PR #7208, opened 2023-02-22
feat(perf): share matches for taint formulas

brandonspark:
## What:
This PR adds the ability to share matches between taint rules running on a different file. In particular, if there is a source, sink, propagator, or sanitizer that is used more than once between multiple rules (or even a single rule), we will cache and share the pre-computed matches.

## Why:
This may have marginal effects on OSS engine. In particular, hardcoded propagators also fall under this category, so we expect to see significant gains for Pro Engine.

## How:
I made a `Formula_tbl` module which allows mapping from rule formulas to things (in this case, matches and match explanations). This module uses structural equality on ASTs to compare formulae, and a newly-derived hash on rule formula. Hashing the Generic AST is possible, but might be kind of hefty, so I've opted to just hash the literal string that the pattern originally came from, in the hopes that it will serve as a "good enough" proxy that still permits equality to behave normally.

We also factor out a lot of `Match_tainting_mode` by a `formula_cache` argument, which must be created prior to running on a bunch of rules. `check_rules` does this for you automatically, behind the scenes, but it must be created manually if you call `taint_config_of_rule` a bunch of times, as Pro Engine does.

## Alternatives considered:

I considered factoring out `taint_config_of_rule` to take in multiple rules, and then hide the taint config creation. `handle_findings` and `xconf` are both different when invoked by Pro Engine, for each taint config, however, so that logic would need to be ported too, and I thought at that point creating an external cache was sufficiently uncumbersome that it would be cleaner to just keep it the way it is (also because I expect `Match_tainting_mode.taint_config_of_rule` to need no more call-sites.

For `Formula_tbl`, I considered caching only things which are literally xpatterns (which would subsume the propagators case), but I didn't want to make it too specialized to the hardcoded propagators. That being said, having the exact same formula is probably pretty rare outside of hardcoded propagators (though it does happen)

## Test plan:
`make test`

I conducted benchmarks via `deepsemgrep-sqli-rules.yaml` on `android`.

On `develop`, we get the following trace:
image

With these sharing changes, we get:
image

Memory usage went up very slightly, which I did not actually anticipate. But time elapsed went down, by 2x in this case.

We actually see elsewhere in the memtrace that memory usage _in total_ goes from 342G to 154G, so we did save on memory (from not recomputing propagators). But for some reason, it seems that the excess propagators are not actually the source of the _maximal_ memory usage.

Closes PA-2553

PR checklist:

### DIFF
--- a/src/engine/Match_tainting_mode.ml
+++ b/src/engine/Match_tainting_mode.ml
@@ -162,7 +162,7 @@ module Formula_tbl = struct
           (* if there's only 1 more use left, there's no point
              in caching it
           *)
-          ranges, expls
+          (ranges, expls)
         else (
           (* otherwise, this is the first time we've seen this
              formula, and we should cache it
--- a/src/engine/Match_tainting_mode.ml
+++ b/src/engine/Match_tainting_mode.ml
@@ -156,34 +156,6 @@ module Formula_tbl = struct
     | Some (ranges, expls) -> (ranges, expls)
 end
 
-(*
-let identify_sharing (rules : Rule.taint_rule list) =
-  let count_tbl = Formula_tbl.create 128 in
-  let flat_formulas =
-    rules |> List.concat_map (fun rule ->
-      let `Taint (spec : R.taint_spec) = rule.R.mode in
-      Common.map (fun source -> source.R.source_formula) (snd spec.sources)
-      @ Common.map (fun sanitizer -> sanitizer.R.sanitizer_formula) spec.sanitizers
-      @ Common.map (fun sink -> sink.R.sink_formula) (snd spec.sinks)
-      @ Common.map (fun propagator -> propagator.R.propagator_formula) spec.propagators
-    )
-  in
-  flat_formulas |> List.iter (fun formula ->
-    match Formula_tbl.find_opt formula_tbl formula with
-    | None -> Formula_tbl.add formula_tbl formula 1
-    | Some x -> Formula_tbl.replace formula_tbl formula (1 + x)
-  );
-  let
-  Formula_tbl.iter (fun k v ->
-    (* if there's only one occurrence, take it out *)
-    if v <= 1 then
-      None
-    else
-      Some v
-  ) formula_tbl;
-  formula_tbl
-  *)
-
 (*****************************************************************************)
 (* Finding matches for taint specs *)
 (*****************************************************************************)
--- a/src/engine/Match_tainting_mode.ml
+++ b/src/engine/Match_tainting_mode.ml
@@ -147,11 +147,11 @@ module Formula_tbl = struct
     let hash = Rule.hash_formula
   end)
 
-  let cached_find_opt formula_cache formula cont =
+  let cached_find_opt formula_cache formula compute_matches_fn =
     match find_opt formula_cache formula with
     | None ->
-        let ranges, expls = cont () in
-        replace formula_cache formula (ranges, expls);
+        let ranges, expls = compute_matches_fn () in
+        add formula_cache formula (ranges, expls);
         (ranges, expls)
     | Some (ranges, expls) -> (ranges, expls)
 end
--- a/src/engine/Match_tainting_mode.ml
+++ b/src/engine/Match_tainting_mode.ml
@@ -132,17 +132,31 @@ type propagator_match = {
 }
 (** Taint will flow from `from` to `to_` through the axiliary variable `id`. *)
 
-module Formula_tbl = Hashtbl.Make (
-    struct
-      type t = Rule.formula
+(* This Formula_tbl structure is used to create a "formula cache", which will
+   permit the sharing of matches resulting from common formulas that occur as
+   sources, sinks, sanitizers, or propagators.
 
-      let equal = AST_utils.with_structural_equal Rule.equal_formula
+   In particular, because of hardcoded propagators, we expect to see lots of
+   sharing from Semgrep Pro Engine.
+*)
+module Formula_tbl = struct
+  include Hashtbl.Make (struct
+    type t = Rule.formula
 
-      let hash = Hashtbl.hash
-    end
-  )
+    let equal = AST_utils.with_structural_equal Rule.equal_formula
+    let hash = Rule.hash_formula
+  end)
 
-  (*
+  let cached_find_opt formula_cache formula cont =
+    match find_opt formula_cache formula with
+    | None ->
+        let ranges, expls = cont () in
+        replace formula_cache formula (ranges, expls);
+        (ranges, expls)
+    | Some (ranges, expls) -> (ranges, expls)
+end
+
+(*
 let identify_sharing (rules : Rule.taint_rule list) =
   let count_tbl = Formula_tbl.create 128 in
   let flat_formulas =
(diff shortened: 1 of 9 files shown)


IagoAbal:
> We actually see elsewhere in the memtrace that memory usage in total goes from 342G to 154G, so we did save on memory (from not recomputing propagators).

Have you checked the GC stats ?

IagoAbal:
> Hashing the Generic AST is possible, but might be kind of hefty

The default `hash` function won't look at the entire AST if that is huge, see https://v2.ocaml.org/api/Hashtbl.html#VALhash_param.

IagoAbal:
> > Hashing the Generic AST is possible, but might be kind of hefty
> 
> The default `hash` function won't look at the entire AST if that is huge, see https://v2.ocaml.org/api/Hashtbl.html#VALhash_param.

Or perhaps you meant that _deriving_ `hash` for Generic AST is what is heavy?

src/engine/Match_tainting_mode.ml
```diff
@@ -132,6 +132,30 @@ type propagator_match = {
...
+
+    let equal = AST_utils.with_structural_equal Rule.equal_formula
+    let hash = Rule.hash_formula
+  end)
+
+  let cached_find_opt formula_cache formula cont =
+    match find_opt formula_cache formula with
+    | None ->
+        let ranges, expls = cont () in
+        replace formula_cache formula (ranges, expls);
```
IagoAbal: You can use `add` here given that you _know_ `formula` is not in the cache. Or is there another reason for `replace` ?

src/engine/Match_tainting_mode.ml
```diff
@@ -132,6 +132,30 @@ type propagator_match = {
...
+*)
+module Formula_tbl = struct
+  include Hashtbl.Make (struct
+    type t = Rule.formula
+
+    let equal = AST_utils.with_structural_equal Rule.equal_formula
+    let hash = Rule.hash_formula
+  end)
+
+  let cached_find_opt formula_cache formula cont =
```
IagoAbal: I'm not sure about passing this `cont` here... but let's check the rest of the code first.

IagoAbal: In any case I think `cont` is a bad name, when I see `cont` I expect to see CPS or something, so you would apply `cont` to the result of looking up the formula in the cache. But this argument is a _delayed_ `range_w_metas_of_formula`.

IagoAbal (changes requested):
I like that it's a rather small change, although it's perhaps _too_ simple. It was reasonable to expect that this would increase the peak memory usage since it's keeping every taint-subformula in memory for the entire analysis of the file.

Potentially this could raise the peak memory usage more than just a little bit. But I'm fine merging this if we put it under a flag.

Otherwise, there should be a step where we count how many times a given formula is needed. Then the cache could just hold the formula's results for as long as it is needed.

IagoAbal:
We should also do some testing like running `p/default` on a bunch of large repos and making sure 1) perf is same or better in all cases, 2) the findings count doesn't change.

brandonspark:
> > We actually see elsewhere in the memtrace that memory usage in total goes from 342G to 154G, so we did save on memory (from not recomputing propagators).
> 
> Have you checked the GC stats ?

I have not. Do you have a recommended way of checking / is there something in particular you're concerned about?

> The default hash function won't look at the entire AST if that is huge, see https://v2.ocaml.org/api/Hashtbl.html#VALhash_param.

For this, I was concerned that `Hashtbl.hash` will hash the tokens as well, leading to ASTs which are structurally the same being hashed differently (and thus invisible to the hash table). The generated hash I was concerned about being hefty.

> Potentially this could raise the peak memory usage more than just a little bit. But I'm fine merging this if we put it under a flag.

Is there something in particular you'd like to see that could avoid merging under a flag? My impression is that merging under a flag is akin to not merging at all, since either an entry point would need to be added to Semgrep CLI to use it (which users would likely not use anyways), or users would just be unaware of it.

I'm happy to work on doing a counting step where we precompute which formulae may be necessary to keep.

> We should also do some testing like running p/default on a bunch of large repos and making sure 1) perf is same or better in all cases, 2) the findings count doesn't change.

I did run `p/default` on `OpenClinica`, and obtained that time went from 53.5 minutes to 40 minutes. I was unable to obtain a memory trace, however, as I suspect it was just too big (`memtrace-viewer` wouldn't let me open it afterwards).

src/engine/Match_tainting_mode.ml
brandonspark: yeah thats fair, i think i was just being overly paranoid and figured better safe than sorry, but I can change it

src/engine/Match_tainting_mode.ml
brandonspark: sure, thats fair. changed!

brandonspark:
Post specialized formula cache sharing:

With sharing, on `android`, with `deepsemgrep-sqli-rules`:
image

Without sharing, with the same parameters:
image

So memory usage did ultimately go down! Time benefits seem similar.

src/engine/Match_tainting_mode.ml
```diff
@@ -648,6 +734,15 @@ let check_rules ~match_hook
        RP.rule_profiling RP.match_result) (rules : R.taint_rule list)
     (xconf : Match_env.xconfig) (xtarget : Xtarget.t) :
     RP.rule_profiling RP.match_result list =
+  (* We create a "formula cache" here, before dealing with individual rules, to
+     permit sharing of matches for sources, sanitizers, propagators, and sinks
+     between rules.
+
+     In particular, this expects to see big gains due to shared propagators,
+     in Semgrep Pro. There may be some benefit in OSS, but it's low-probability.
```
IagoAbal, line 750: I wouldn't say it's low probability, have you tested it?

brandonspark: i haven't, but i find the likelihood of a source, sink, or sanitizer being the exact same between different rules being a relatively chance event (outside of hardcoded propagators). note that they need to be _exactly_ the same, even down to things like metavariable naming

src/engine/Match_tainting_mode.mli
```diff
@@ -30,8 +30,23 @@ val hook_setup_hook_function_taint_signature :
   *   (or we could infer a signature for them too...).
   *)
 
+module Formula_tbl : Hashtbl.S with type key = Rule.formula
```
IagoAbal: Do we need to expose this module?

src/engine/Match_tainting_mode.mli
```diff
@@ -30,8 +30,23 @@ val hook_setup_hook_function_taint_signature :
...
+  Formula_tbl.t
+
 (* It could be a private function, but it is also used by Deep Semgrep. *)
+(* This [formula_cache] argument is exposed here because this function is also
+   a subroutine but the cache itself should be created outside of the any main
+   loop which runs over rules. This cache is only safe to share with if
+   [taint_config_of_rule] is used on the same file!
+*)
 val taint_config_of_rule :
+  formula_cache:
```
IagoAbal: It would be nicer having an abstract type alias `formula_cache`, the rest should be an implementation detail.

src/engine/Match_tainting_mode.ml
```diff
@@ -132,6 +132,84 @@ type propagator_match = {
...
+           @ Common.map
+               (fun propagator -> propagator.R.propagator_formula)
+               spec.propagators)
+  in
+  flat_formulas
+  |> List.iter (fun formula ->
+         match Formula_tbl.find_opt count_tbl formula with
+         | None -> Formula_tbl.add count_tbl formula 1
+         | Some x -> Formula_tbl.replace count_tbl formula (1 + x));
+  (* This new table will map each formula which exhibits sharing
```
IagoAbal: I would go further and keep the actual number of occurrences. Then, whenever the formula is requested via `cached_find_opt` I would decrease this counter. And when the counter reaches `0` then we know it can be freed.

The simpler alternative, is that we require a formula to occur in X% of the rules before we share it. If a formula is just used in two rules, and we have 200 rules to run, and the formula produces a lot of findings (hence consumes a lot of memory), then it may not be worthwhile to cache it. We could experiment with different percentages and find some sweet spot.

IagoAbal:
> > Have you checked the GC stats ?
> 
> I have not. Do you have a recommended way of checking / is there something in particular you're concerned about?

Mainly out of curiosity, I expect these numbers to have improved, but looking at the number of promoted words and major collections can hint if the reduction in runtime is largely due to a reduction in memory allocations.
 
> > The default hash function won't look at the entire AST if that is huge, see https://v2.ocaml.org/api/Hashtbl.html#VALhash_param.
> 
> For this, I was concerned that `Hashtbl.hash` will hash the tokens as well, leading to ASTs which are structurally the same being hashed differently (and thus invisible to the hash table). The generated hash I was concerned about being hefty.

Good point, maybe clarify that with a comment when you `[@hash.ignore]` the Generic AST.

> > We should also do some testing like running p/default on a bunch of large repos and making sure 1) perf is same or better in all cases, 2) the findings count doesn't change.
> 
> I did run `p/default` on `OpenClinica`, and obtained that time went from 53.5 minutes to 40 minutes. I was unable to obtain a memory trace, however, as I suspect it was just too big (`memtrace-viewer` wouldn't let me open it afterwards).

Could you run `p/default` on some more repos using Semgrep OSS? Ideally not just Java but also some JS/TS and Python repos? Don't need to do a memory trace. Simply `/usr/bin/time` to get real time and peak memory, and check that the number of findings is not affected too. I'm a little bit worried that a minor detail can cause a major regression here, despite I don't see how, but it wouldn't be the first time. It's partly my bad not having done it yet, but we need to automate this kind of testing.

IagoAbal:
> > > Have you checked the GC stats ?
> > 
> > 
> > I have not. Do you have a recommended way of checking / is there something in particular you're concerned about?
> 
> Mainly out of curiosity, I expect these numbers to have improved, but looking at the number of promoted words and major collections can hint if the reduction in runtime is largely due to a reduction in memory allocations.

No need to do this, I can check it myself too.

src/engine/Match_tainting_mode.mli
brandonspark: good point, we do not

src/engine/Match_tainting_mode.ml
brandonspark: Here's a summary of the sharing counts in `pro` with `p/default:
```
!!!This is a proprietary extension of semgrep.!!!
!!!You should not call directly this program.!!!
here's a table
1
1
1
1
1
1
1
1
1
1
1
1
1
1
1
1
1
1
1
1
1
1
1
1
1
1
1
1
1
1
1
1
1
1
1
1
1
1
2
2
2
2
2
19
19
19
19
19
19
19
19
19
19
19
19
19
19
19
19
19
19
19
19
19
19
19
19
here's a table
1
1
1
here's a table
1
1
1
1
1
1
1
1
1
1
1
1
1
1
1
3
here's a table
1
1
1
1
1
1
1
1
1
1
1
1
2
2
4
here's a table
1
1
1
1
1
1
1
1
1
1
1
1
1
1
1
1
1
1
1
1
1
1
1
1
1
1
1
1
1
1
1
1
1
1
1
1
1
1
2
2
2
2
2
19
19
19
19
19
19
19
19
19
19
19
19
19
19
19
19
19
19
19
19
19
19
19
19
here's a table
1
1
1
1
2
3
3
3
3
3
3
3
3
3
here's a table
1
1
1
1
1
1
1
1
1
1
1
1
1
1
1
1
1
1
1
1
1
1
1
1
1
1
1
1
1
1
1
1
1
1
1
1
1
1
1
1
1
1
1
1
1
1
1
1
1
1
1
1
1
1
1
1
1
1
1
1
1
1
1
1
1
1
1
1
1
1
1
1
1
1
1
1
1
1
1
1
1
1
1
1
1
1
1
1
1
1
1
1
1
1
1
1
1
1
1
1
1
1
2
2
2
2
2
2
2
2
2
2
2
2
2
2
2
2
4
4
4
4
5
7
19
20
62
62
62
62
62
62
62
62
62
here's a table
1
1
1
1
1
1
1
1
1
1
1
1
1
1
1
1
1
1
1
1
1
1
2
3
here's a table
1
1
1
1
1
1
1
1
1
1
1
1
1
1
1
1
1
1
1
1
1
1
1
1
1
1
1
1
1
1
1
1
1
1
1
1
1
1
1
1
1
1
1
1
1
1
1
1
1
1
1
1
2
2
2
2
2
2
3
3
3
6
17
here's a table
1
1
1
1
1
1
1
1
1
1
1
1
1
1
1
1
1
1
1
1
1
1
1
1
1
1
1
1
1
1
1
1
1
1
1
1
1
1
1
1
1
1
1
1
1
1
1
1
1
1
1
1
1
1
1
1
1
1
1
1
1
1
1
1
1
1
2
3
5
6
8
8
9
here's a table
1
1
1
1
3
here's a table
1
1
1
1
1
1
1
1
1
1
1
1
1
1
1
1
1
1
here's a table
1
1
1
2
2
2
2
2
2
2
2
2
2
2
2
2
2
2
2
2
```
where each "here's a table" denotes a new invocation of `mk_specialized_formula_cache`. I used it on a single target, so I'm not actually quite sure why it's being called so many times, but it should be being called for each batch of taint rules, per language. So maybe that's why.

This seems to show some measure of sharing. Notably `p/default` has about 23 `interfile: true` rules, so those should be the ones with hardcoded propagators, I think.

brandonspark:
New stats:

on `develop`:
image

On `develop` with sharing using counting:
image

On `develop` with sharing before counting:
image

where the drastic memory reductions as compared to before are because of #7207. Looks good still.

brandonspark:
With sharing, using `semgrep` on OpenClinica using `p/default`:
image

Without sharing:
image

brandonspark:
On `vscode` using `p/default`:

With sharing:
image


Without sharing:
image

brandonspark:
(it seems that the findings count has stayed about the same)

brandonspark:
(both of the above perf findings are with OSS)

src/engine/Match_tainting_mode.ml
IagoAbal: Asked SR but my intuition is that there should be, because rules for the same framework should use mostly the same sources and sanitizers. And I guess SR just copy-pastes them, although perhaps not always. Almost as soon as SR started using taint mode we started discussing how to share sources across taint rules.

src/engine/Match_tainting_mode.ml
```diff
@@ -132,6 +132,87 @@ type propagator_match = {
...
+
+  let cached_find_opt formula_cache formula compute_matches_fn =
+    match find_opt formula_cache formula with
+    | None ->
+        (* it should not actually be possible for a formula to
+           not be in the formula table
+
+           just don't cache it I guess
+        *)
+        raise Common.Impossible
```
IagoAbal: `logger#error` instead and `comptue_matches_fn` anyways, just make it clear this is defensive programming... but we never know, it's always funny when you get those "impossible" exceptions.

brandonspark: oops, i originally had it as `compute_matches_fn` anyways, but i changed it to impossible while debugging. good catch.

src/engine/Match_tainting_mode.mli
```diff
@@ -31,7 +41,13 @@ val hook_setup_hook_function_taint_signature :
   *)
 
 (* It could be a private function, but it is also used by Deep Semgrep. *)
+(* This [formula_cache] argument is exposed here because this function is also
+   a subroutine but the cache itself should be created outside of the any main
+   loop which runs over rules. This cache is only safe to share with if
+   [taint_config_of_rule] is used on the same file!
+*)
 val taint_config_of_rule :
+  formula_cache:formula_cache ->
```
IagoAbal: Perhaps to make it even more clear we could name this parameter `per_file_formula_cache` ?

IagoAbal (approved):
Nice work! I would like to explore some details more, particularly why this doesn't give us a perf gain with Semgrep OSS... Perhaps there is no sharing indeed, or perhaps we need to do minor rewritings to the rules, or something else.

TASK DETAILS:
The answer must consist of every line above that holds the string "probability", copied exactly.

REPLY TO THE TASK:
+     in Semgrep Pro. There may be some benefit in OSS, but it's low-probability.
IagoAbal, line 750: I wouldn't say it's low probability, have you tested it?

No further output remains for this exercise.